WHEN, in November, 1908, Mrs. Eddy launched The Christian Science Monitor, she wrote of it as follows (Miscellany, p. 352): "My desire is that every Christian Scientist, and as many others as possible, subscribe for and read our daily newspaper." In the Manual of The Mother Church (Art. VIII, Sect. 14) she wrote, "It shall be the privilege and duty of every member, who can afford it, to subscribe for the periodicals which are the organs of this Church; and it shall be the duty of the Directors to see that these periodicals are ably edited and kept abreast of the times."
The first of these quotations, dealing more particularly with the Monitor, contains at least five points to which we should do well to pay special attention. In the first place, it may be asked why it was our Leader's desire that her followers should take the Monitor. Her reason is made perfectly obvious in her own words on page 353 of Miscellany, words which also embody the motive of her life work. "The object of the Monitor," she there states, "is to injure no man, but to bless all mankind." It was natural that she should desire Christian Scientists, who were essentially dear to her, to receive their full share of the benefit she had conferred upon the world in the publication of a Christian Science newspaper—a benefit the enormous value of which possibly she alone at that time was fully able to estimate. In her writings, her references to the press indicate the tremendous importance which she attached to its influence upon the lives and morals of mankind. She was wide awake to the baneful effect of daily doses of mental poison administered through the columns of the average newspaper; hence her wish that her followers not only should receive more comprehensive, essential, and reliable news, but should have it with as little admixture as possible of what is hurtful and unnecessary.

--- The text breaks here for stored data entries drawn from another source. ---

PR #798, opened 2016-06-18
Use Framework v2 Renderer & View, Upgrade Whoops

mbabker:
#### Summary of Changes

Converts the view/rendering API to use the Framework v2 renderer and view packages and upgrades the filp/whoops package to the current version.  Converts the renderer configuration logic to a service provider and moved out of the base controller.

#### Testing Instructions

Double check everything still renders as expected.

#### What Doesn't Work Anymore?

The pure PHP renderer doesn't work anymore.  Considering those templates are long abandoned I don't see the issue with that.  Mustache and Twig integrations should still be fine.


elkuku:
I tried to triple check and everything still seems to render as it should.

One small exception: The clean cache command does not work anymore because of a "3pd" silently requiring the `joomla/filesystem` package that has been removed by this PR.
Updating the `elkuku/g11n` package will solve this issue :wink: 

Since it removes > 1k lines of code I can't resist to push that merge button :tada:

elkuku:
> The pure PHP renderer doesn't work anymore.

No issue with that :stuck_out_tongue_winking_eye:

mbabker:
> because of a "3pd" silently requiring the `joomla/filesystem` package that has been removed by this PR

This is why you declare your dependencies 😝

Issue #764, opened 2016-03-21
Optimize Page Loading


mbabker:
We've got some "heavy" pages and a lot of assets getting loaded, even with the compiled production stuff.  Let's try to optimize a bit.

These screenshots may not be totally fair to the everyday user, generally I leave browser caching off, but it's a good way to gauge the affect of needing to download all the things.

Tracker listing page:
![screen shot 2016-03-21 at 12 30 48 pm](https://cloud.githubusercontent.com/assets/368545/13925996/d6d8e1c8-ef60-11e5-94b2-2746a628d5f7.png)

Single issue view (CMS 9504):
![screen shot 2016-03-21 at 12 33 37 pm](https://cloud.githubusercontent.com/assets/368545/13926101/3b134002-ef61-11e5-9f06-72c697c84173.png)
![screen shot 2016-03-21 at 12 34 39 pm](https://cloud.githubusercontent.com/assets/368545/13926123/55c98d7a-ef61-11e5-9d58-2f127be7af55.png)

Projects list page:
![screen shot 2016-03-21 at 12 35 37 pm](https://cloud.githubusercontent.com/assets/368545/13926162/82c3f464-ef61-11e5-8660-675f80f79c41.png)

b2z:
Do you think this is actual as we have HTTP/2 almost the standard de facto?

mbabker:
AFAIK Joomla's hosting servers aren't supporting HTTP/2 right now.  Even if they do there are still ways we could optimize things (could we use SVG's for the flags instead of separate GIF's that cause 18 additional resource loads per page?).  Some of it's going to be in optimizing the media resources and some of it's going to be in optimizing the PHP code base.

mbabker:
This is in better shape for now.

PR #801, opened 2016-06-21
Language flags

elkuku:
Ref #764 

https://github.com/joomla/jissues/issues/764#issuecomment-211984084
> could we use SVG's for the flags instead of separate GIF's that cause 18 additional resource loads per page

Now this opened not one but several cans of worms for me...

The most easy solution (I found) would be going to https://www.flag-sprites.com generate the combined flag image plus the required CSS and go home.

Unfortunately the flags they offer do not contain some languages we currently use. Mainly catalan and british english. We may leave those blank or just choose a "nearby" one but - using an EU image flag for en-GB might get us in deepest trouble (who knows if they really go with the brexit), and I don't want to get killed for using the "wrong flag"...

So I bit the bullet (before it hits me)... and my first stop was here: http://www.phpied.com/command-line-css-spriting which gave me some ideas on how this could be achieved.

### Language codes

Another thing to consider was the language "code" to use.
Currently we are using "Joomla! language codes&trade;". The only reference I found was at [Micro$oft](https://msdn.microsoft.com/en-us/library/ee825488(v=cs.20).aspx).

There are several other [language codes](https://en.wikipedia.org/wiki/Language_code) including

* [ISO language codes](http://www.lingoes.net/en/translator/langcode.htm)
* [ISO 639-X](https://en.wikipedia.org/wiki/List_of_ISO_639-1_codes)
* [ISO 3166-1 alpha-2](https://en.wikipedia.org/wiki/ISO_3166-1_alpha-2)
* [Crowdin language codes](https://crowdin.com/page/api/language-codes) (which seems to be the only one supporting [Klingon](https://en.wikipedia.org/wiki/Klingon_language) (and probably others) - now that's what I call future proof...)

There are also some PHP Libs dealing with language codes:

* https://github.com/matriphe/php-iso-639
* https://github.com/alcohol/iso3166

I decided not to use any of those but instead reinvent the wheel (again) - I love Joomla! you know - and added a list of known languages with "our" codes to the language helper class. See: https://github.com/joomla/jissues/pull/801/files#diff-fd55cb6560b16d21f62ec0d0898c7e17R43

### Flag images

This is the best and most complete flag images collection that I found and that is free of charge (as in 0$) available on the internet:

* http://forum.tsgk.com/viewtopic.php?t=4921

You really wont miss the [Jolly Rogers](https://en.wikipedia.org/wiki/Jolly_Roger) collection including a flag icon for [Calico Jack Rackham](https://en.wikipedia.org/wiki/Calico_Jack): calico jack rackham

### Test instructions

* There is a list of known languages which is copied from here: https://en.wikipedia.org/wiki/List_of_ISO_639-1_codes
    * Translators: Please review the code [here](https://github.com/joomla/jissues/pull/801/files#diff-fd55cb6560b16d21f62ec0d0898c7e17R43)  and check that the name that will be displayed in the language selector (the `display` property) is **correct**
* There is a new command `jtracker make languageflags`. This command requires [imagemagick](https://www.imagemagick.org) to be installed on your system and the flag images to be stored "somewhere". To test this command you have to download the flag images from [here](http://forum.tsgk.com/viewtopic.php?t=4921) as they are not included in this PR.<br />
This command will do the following:
    1. Create a combined image with flags for the languages currently "installed" in our `JTracker` application using the [montage]() command and store it at the path given by the `--imagefile` option (defaults to `/cache/flags.png`)
    1. Generate a CSS file at the path given by the `--cssfile` option (defaults to `/cache/flags.css`).
* Hopefully you have a local installation so you can check that the language selector displays and works correctly:

Before | After
--- | ---
2016-06-21-161157_1366x768_scrot | 2016-06-21-160858_1366x768_scrot

#### hF


MATsxm:
If it helps,
as reference, I also use 
https://chronoplexsoftware.com/myfamilytree/localisation/languagecodes.htm
(interesting for native names)
and this one:
https://github.com/jlongster/php-product-details/blob/master/localeDetails.class.php

elkuku:
Yes this indeed helps a lot as the information above is only the result of some hours of internet research performed today, so I may be very wrong in several points.

The first link you posted is a list of language codes that are used in the .NET Framework. Those codes do not follow any standard (I guess?), and - is this what we are using in Joomla!?
And then, I am not sure if I should use 中文(中华人民共和国) or 中文 (Zhōngwén) for Chinese, so I would leave the final decision to the native speakers (I can only cope with 3 languages)

The second link also was quite helpful as it states in the first line:

     Holds locale data for all the locales we currently support

So, again, everybody seems to have to bake his/her own locale file for the languages, ISO-XXX codes, currencies, native names and whatnot that are "supported"...

Any further information on this topic would be highly appreciated. :wink:

www/media/css/language.css
```diff
@@ -0,0 +1,24 @@
+.flag {
+	width: 16px !important;
+	height: 10px !important;
```
elkuku: I had to use `!important` here since the bootstrap selector thingy reduces the flag images and without proper CSS skills, this was the only solution I found.

Any CSS guy/gal that could help me out here?

mbabker:
Anyone who wants to help fix our amazing CSS and layouts is welcome to do so.  Otherwise, this works for me, so...

Sandra97:
@elkuku You can try this:
`.ui.dropdown .menu > .item > img .flag {
width:16px;
height:10px;
}`
with a bit of luck, it will work

elkuku:
@Sandra97 I tried but it doesn't seem to work - sorry ;(

Sandra97:
My fault @elkuku 
Could you try without the blank space between img and .flag?
`.ui.dropdown .menu > .item > img.flag`

elkuku:
YES this did the trick - THANKS - and sorry for being so dumb ;(

Sandra97:
You're not!!! 
Happy if it works!

PR #807, opened 2016-06-23
:uk: Typos - easy fix

MATsxm:
:uk: Typos - easy fix
On code review.
Thanks

### DIFF
--- a/cli/Application/Command/Install/Install.php
+++ b/cli/Application/Command/Install/Install.php
@@ -68,7 +68,7 @@ class Install extends TrackerCommand
 			if (!$this->getApplication()->input->get('reinstall'))
 			{
 				$this->out()
-					->out('<fg=black;bg=yellow>' . g11n3t('WARNING: A database has been found !!') . '</fg=black;bg=yellow>')
+					->out('<fg=black;bg=yellow>' . g11n3t('WARNING: A database has been found!') . '</fg=black;bg=yellow>')
 					->out()
 					->out(g11n3t('Do you want to reinstall ?'))
 					->out()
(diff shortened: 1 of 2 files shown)


cli/Application/Command/Install/Install.php
```diff
@@ -68,7 +68,7 @@ public function execute()
 			if (!$this->getApplication()->input->get('reinstall'))
 			{
 				$this->out()
-					->out('<fg=black;bg=yellow>' . g11n3t('WARNING: A database has been found !!') . '</fg=black;bg=yellow>')
+					->out('<fg=black;bg=yellow>' . g11n3t('WARNING: A database has been found!') . '</fg=black;bg=yellow>')
 					->out()
 					->out(g11n3t('Do you want to reinstall ?'))
```
brianteeman: While you are making these changes it would be good to fix this at the same time
There should be no space before the ?

MATsxm: Done thanks - I try to catch them during my t9n process. 
This is the why.

elkuku: @brianteeman they call it [Plenken](https://en.wikipedia.org/wiki/Plenken) and I am very guilty of it... @MATsxm since we are now translating everything you may also want to remove my smileys (`=;)`) and other inconsistencies like `Finished` vs. `Finished.` that are used several times - but only if your time frame permits this - THANKS for your hard work `=;)`

MATsxm: @elkuku no Pleken in fr-FR as we need the space (not for fr-CA) :wink: 
I will continue working on it, step by step, and also "boost" our translators.

PR #808, opened 2016-06-23
Session language

### LINKED ISSUE #806: Loosing the selected language when a page is loaded
Each time the page is reloaded, you loose the current selected language

#### Steps to reproduce the issue
Select any language (example: french) then any menu or action (example in french: `Projet` -> `Montrer`) then the page will be loaded in en-GB adn have to select fr-FR again to display the french version

#### Expected result
Stay in the language selected

#### Note to @mbabker 
Thank you to say 

> NO

elkuku:
Fix #806

**Bug**: The `users language` parameter (if set) overrides the `session language` parameter (if set) causing the current language to be "resetted" to the users parameter language.

This happens if the following criteria are met:

1. You are logged in.
1. You have set a language in you user settings (in jissues)
1. This language is different from the one you are selecting using the language selector.

#### Summary of Changes
The Application class now has a method to get the current language tag.

Now the language code present in the session (if so) is preferred over the user parameter. I **guess** that this should be the right behaviour.

**Note**: While I completely dislike adding even more code to the Application class, I swear that I will move the `loadLanguage()` method to the `LanguageHelper` class "soonish" :tongue: 

#### Testing Instructions

Check that the erroneous behaviour described in #806 is fixed.

@b2z would you mind checking that nothing broke with the user param please?

### DIFF
--- a/src/JTracker/Application.php
+++ b/src/JTracker/Application.php
@@ -89,7 +89,7 @@ final class Application extends AbstractWebApplication implements ContainerAware
 	 * @var    string
 	 * @since  1.0
 	 */
-	private $languageTag;
+	private $languageTag = 'en-GB';
 
 	/**
 	 * Class constructor.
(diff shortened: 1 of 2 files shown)


b2z:
Tested :+1:

PR #811, opened 2016-06-25
Fixes from Sensio audit

mbabker:
#### Summary of Changes

Address items found in [SensioLabsInsight audit](https://insight.sensiolabs.com/projects/1a93532b-bc3d-4b14-bc94-1189581b42a7/analyses/4)

#### Testing Instructions

Review it 😉


src/App/Activity/Model/ProjectactivityModel.php
```diff
@@ -31,8 +31,6 @@ public function getIssueCounts()
 		$query = $db->getQuery(true);
 
 		$periodList  = [1 => 7, 2 => 30, 3 => 90];
-		$periodNames = [1 => 'Weeks', 2 => 'Months', 3 => 'Quarters'];
```
elkuku: Missing translation?

src/App/Activity/Model/TotaluseractivityModel.php
```diff
@@ -58,8 +58,6 @@ public function getTotalActivity()
 		];
 
 		$periodList  = [1 => 7, 2 => 30, 3 => 90];
-		$periodNames = [1 => 'Weeks', 2 => 'Months', 3 => 'Quarters'];
```
elkuku: Missing translation?

mbabker: Wasn't getting used at all actually.  Probably leftover copy/paste when I was pulling code out of the original CMS component.  The translations are all being done in the controllers.

elkuku:
OK then. 

The test failures are due to some strange errors that are popping up now for the language files. I remember we had that same thing some time ago for russian. @b2z: Do you remember how this got fixed?
Seems like an outstanding bug that has never been solved... investigating.

b2z:
Sorry I do not remember what was the case :(

elkuku:
I have deactivated the language testing (for now). Since we have a script that generates the templates, and an online translation service that creates the language files, there should be no problems, hopefully...

PR #813, opened 2016-07-06
Make the pagination "Older" "Never" available for t9n

MATsxm:
Thank you to check if it is done the way it should + I guess I miss something: any .po file to change?
Thanks


mbabker:
Scripts will rebuild the PO files.  Thanks.

PR #2081, opened 2022-02-09
fix TeleICU Switch

arpancodes:
setting TeleICU as true if the bed was selected previously

if no bed was selected:
teleicu-switch-no-bed

If a bed was selected previously:
teleicu-switch


gigincg:
🥳

PR #2083, opened 2022-02-09
add patient button

### LINKED ISSUE #2082: Add Patient create button in Patient List
Add a button for "create patient/ add details of Patient" in Patient list as well 

for District admin users and above add an option for selecting which facility to add patient (like we did in external result)

arpancodes:
fixes #2082 

Added an `add patient` button to create patient directly from the patients list page:

add-patient-btn


khavinshankar (approved):

samholics:
tested, verified

PR #2088, opened 2022-02-10
prevent showing feed tab unnecessarily

### LINKED ISSUE #2087: Stop showing feed tab
There shouldn't be a `feed` tab in updates when the last consultation of the patient doesn't have a bed.

arpancodes:
fixes #2087 
now the `feed` tab will only be shown if the patient is using a bed:

If they have a bed:
image

If they don't have a bed:
image


nihal467:
test approved

gigincg (approved):

PR #2110, opened 2022-02-17
Camera Feed UI Redesign | Fix issue#2107

developedBySJ:
## Changes 
- Camera feed UI change
- Update app router

## Preview
image


nihal467:
@developedBySJ @gigincg 

pokffospf

can you adjust the page in a way that we don't need a scroller

gigincg:
@developedBySJ You can work on the scroll as a separate issue, this shouldn't be an issue in Larger Screens, thus merging for now

PR #2115, opened 2022-02-19
Fix Asset Creation

### LINKED ISSUE #2114: Create Asset Page Crashes
## 📢 Description

Asset Creation Page crashes when there is no location associated with the Facility.

## 🔭 To Reproduce

- Go to a facility where there are no locations. (Eg: https://care.coronasafe.in/facility/df1a22fb-1875-4949-af85-15d1917b8bfd)
- Try to create asset.
- Page crashes

## 🤔 Expected Behavior

I saw that `location` is a mandatory field for an asset. So, a facility must have at least one location to proceed for creating asset.

shrihari689:
## 💪 Changes

- Added a Fallback Section when there is no locations available
- Modified the required fields in Add Location page.

## 🔍 Preview
 
image

🔨 Resolves #2114


nihal467:
test approved

PR #2120, opened 2022-02-20
Pain Scale in Vitals Editor

sam9111:
Have added the slider in the Hemodynamic Parameters editor, the update view(showing only the number for now) and a plot under the summary tab with no low and high.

The second point of importance is that Mrs. Eddy specified not merely Christian Scientists collectively, but "every Christian Scientist," and as she was deliberate in her choice of words, it is certain that she meant what she said and chose her words with due consideration of what they would signify to the field. The by-law just quoted shows her to have been mindful of the question of expense, as well as of the necessity for keeping "abreast of the times." We may be quite sure that every aspect of the subject received careful attention from her, from the point of view of her near and distant followers as well as from her own; therefore it would be of the greatest help to every Christian Scientist to consider how far he or she is being obedient to our Leader's wishes in this respect. Are the well-to-do resting content with the thought that one subscription for the Monitor is enough among several members of a family, and are some others altogether asleep to the opportunity which she has opened up to them, lulled into apathy on the subject by one or another of the threadbare suggestions projected by the enemies of Christian Science,—that the paper is out of date by the time they receive it, that it is in favor of something they may not happen to approve of, or that they are unable to afford it? A brief glance at the columns of the Monitor will show that the greater part of its contents is not spoiled by keeping a few days or even weeks after publication, and that much of it may be profitably read at any time, although this should not be construed as an excuse for tardiness in sending in the paper for distribution.